Was die Akkulaufzeit anbelangt, gibt Sony an, dass die Kopfhörer bei eingeschaltetem Noise-Cancelling (ANC) etwa 30 Stunden und bei ausgeschaltetem ANC etwa 50 Stunden halten. Die tatsächliche Laufzeit variiert natürlich je nach Lautstärke - und auch verwendetem Codec. Laut Sony sorgt eine 10-minütige Ladezeit für etwa 5 Stunden Wiedergabe, eine vollständige Ladezeit wird vom Hersteller allerdings nicht genannt.

Gewohnte Kommandos

Die Bedienung der Kopfhörer erfolgt wie man es bei Sony gewohnt ist über physische Tasten und ein Touchpanel an den Ohrmuscheln. An der linken Muschel befinden sich die Tasten für Ein/Aus und Pairing, Noise Cancelling/Ambient und eben besagte ULT-Taste. Ein Druck auf die Taste zur Umgebungsgeräuschunterdrückung wechselt standardmäßig zwischen den Modi Noise Cancelling und Ambient, wobei über die App weitere Optionen vorgenommen werden können.
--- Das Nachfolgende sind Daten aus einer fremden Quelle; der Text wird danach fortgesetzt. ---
PR #1251, opened 2021-12-01
Redirect error log to stderr for docker logs.

pulquero:

Have errors printed straight to docker logs to avoid having to exec into the container to check them.

- Closes #

## Checklist

### DIFF
--- a/dockerfiles/Dockerfile.ubuntu
+++ b/dockerfiles/Dockerfile.ubuntu
@@ -62,9 +62,9 @@ COPY dockerfiles/config/000-default.conf /etc/apache2/sites-available/000-defaul
 RUN a2enmod rewrite
 RUN a2enmod expires
 
-RUN echo "ServerName localhost" >> /etc/apache2/apache2.conf
-# redirect error log to stderr for docker logs
-RUN sed -ri \
+# set ServerName & redirect error log to stderr for docker logs
+RUN echo "ServerName localhost" >> /etc/apache2/apache2.conf && \
+        sed -ri \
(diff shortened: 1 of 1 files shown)


dockerfiles/Dockerfile.ubuntu
```diff
@@ -63,6 +63,10 @@ RUN a2enmod rewrite
 RUN a2enmod expires
 
 RUN echo "ServerName localhost" >> /etc/apache2/apache2.conf
+# redirect error log to stderr for docker logs
+RUN sed -ri \
+        -e 's!^(\s*ErrorLog)\s+\S+!\1 /proc/self/fd/1!g' \
+        "/etc/apache2/apache2.conf"
```
kinow, line 69: The two lines above could be combined to keep it a single layer modifying `/etc/apache2/apache2.conf`.

There's a configuration for the error log in the virtual host of Skosmos too here: https://github.com/NatLibFi/Skosmos/blob/a770d4c8bcf8407ebae5f43ea70310f614cfc1cb/dockerfiles/config/000-default.conf#L7

But I think this one would be the catch-all error handler. If we adopt the official PHP image as base layer it won't be necessary (and I think it could be helpful for other things too), for a follow-up issue/discussion.

osma: I combined the RUN directives into a single line, thanks for the suggestion @kinow!

As for adopting the official PHP image, I think that's a different discussion...

osma:
I combined the RUN directives (thanks for the suggestion @kinow!) and pushed the commit directly into the PR branch.
Thanks for the contribution @pulquero and sorry for the long delay!

PR #1259, opened 2021-12-22
The vocabulary list on the frontpage shows the vocabulary names in th…

miguelvaara:
…e default language of the vocabulary

Thanks @henriyli, @osma and @kouralex for your contribution :-)

To follow wishes mentioned in the PR #747 

[#731](https://github.com/NatLibFi/Skosmos/tree/henriyli-henriyli-fix-731)
- Closes #

The vocabulary list on the front page shows the vocabulary names in the default language of the vocabulary

## Checklist
1. For the vocabulary of your choice, point out the default language in the config.ttl (make sure the dc:title is also defined with respect to the default language)
2. In Skosmos, select the content language not used in the vocabulary
3. On the Skosmos front page check if the vocabulary name in the list is shown in the default language  

When it comes to the phpUnit tests, at the moment I am investigating ways to run PHPUnit tests for Symphony Twig templates. Tests are coming a bit later.

### DIFF
--- a/view/vocabularylist.twig
+++ b/view/vocabularylist.twig
@@ -15,7 +15,14 @@
       <h3>{{ vocabClassName }}</h3>
       <ul>
       {% for vocab in vocabArray %}
-        <li><a class="navigation-font" href="{{ vocab.id }}/{{ request.lang }}/{% if request.contentLang != request.lang and request.contentLang != '' and request.contentLang in vocab.config.languages %}?clang={{ request.contentLang }}{% endif %}">{{ vocab.title }}</a></li>
+        {% set useDefaultLanguage = null %}
+        {% if request.contentLang not in vocab.config.languages and request.contentLang != '' %}
+          {% set useDefaultLanguage = true %}
+        {% endif %}
+        <li><a class="navigation-font" href="{{ vocab.id }}/{{ request.lang }}/{% if request.contentLang not in vocab.config.languages and request.contentLang != '' %}?clang={{ vocab.config.defaultLanguage }}{% endif %}">
+          {% if useDefaultLanguage is not null %} {{ vocab.title(vocab.config.defaultLanguage) }}
+            {% else %} {{ vocab.title(request.contentLang) }}
+          {% endif %} </a></li>
       {% endfor %}
       </ul>
     </div>


view/vocabularylist.twig
```diff
@@ -15,7 +15,14 @@
...
       {% for vocab in vocabArray %}
-        <li><a class="navigation-font" href="{{ vocab.id }}/{{ request.lang }}/{% if request.contentLang != request.lang and request.contentLang != '' and request.contentLang in vocab.config.languages %}?clang={{ request.contentLang }}{% endif %}">{{ vocab.title }}</a></li>
+        {% set useDefaultLanguage = null %}
+        {% if request.contentLang not in vocab.config.languages and request.contentLang != '' %}
+          {% set useDefaultLanguage = true %}
+        {% endif %}
+        <li><a class="navigation-font" href="{{ vocab.id }}/{{ request.lang }}/{% if request.contentLang not in vocab.config.languages and request.contentLang != '' %}?clang={{ vocab.config.defaultLanguage }}{% endif %}">
+          {% if useDefaultLanguage is not null %} {{ vocab.title(vocab.config.defaultLanguage) }}
+            {% else %} {{ vocab.title(request.contentLang) }}
+          {% endif %} </a></li>
```
kinow, line 25: Couldn't we use something like (not tested) this?

```suggestion
        {% set useDefaultLanguage = request.contentLang not in vocab.config.languages and request.contentLang != '' %}
        <li><a class="navigation-font" href="{{ vocab.id }}/{{ request.lang }}/{% if useDefaultLanguage %}?clang={{ vocab.config.defaultLanguage }}{% endif %}">
          {% if useDefaultLanguage %} {{ vocab.title(vocab.config.defaultLanguage) }}
          {% else %} {{ vocab.title(request.contentLang) }}
          {% endif %} </a></li>
```
I think we have the same condition in two places, so maybe storing the `true` or `false` value of that condition in that variable would simplify it?

miguelvaara: The way you proposed was clearly more elegant, I changed the code. Thanks a lot @kinow

miguelvaara:
Another question is where the business logic is located. For instance, I think it is also possible to modify a request according to the needs mentioned in the original issue. The configuration and therefore the default language of the vocabulary could be checked before accessing the data depending on the request.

Auf der rechten Ohrmuschel befindet sich ein Touchpanel, das weitere Steuerungen übernimmt. Ein doppeltes Tippen steuert die Wiedergabe und verwaltet Anrufe, durch Wischen nach vorne oder hinten wechselt man die Titel und mit einem Wischen nach oben oder unten lässt sich die Lautstärke regulieren. Ein langes Drücken aktiviert den Sprachassistenten oder lehnt einen eingehenden Anruf ab. Die Touch-Steuerung ist einfach zu bedienen, wenn man sie einmal verinnerlicht hat – Fehler können sich bei der Nutzung dennoch immer wieder einschleichen.

Hier kommt die Bass-Keule

Klanglich dürften Sony Neulinge tatsächlich ideal für Bassliebhaber sein – mit Einstellungen, die von moderat bis eindeutig übertrieben reichen. Der "ULT 1" Modus verstärkt den Bass, wobei die Musik noch ausgewogen bleibt, und eignet sich für eine breite Palette von Musikgenres, wie sie der Testparcours abzubilden versucht. Im Gegensatz dazu liefert der "ULT 2" Modus einen übermäßig starken Bass, der die Mitten und Höhen überdeckt und somit die Musik in manchen Fällen unklar und überladen wirken lässt. Hier kann man je nach gewähltem Track eher schon von einer Bass-Keule sprechen, die den restlichen Sound niederknüppelt.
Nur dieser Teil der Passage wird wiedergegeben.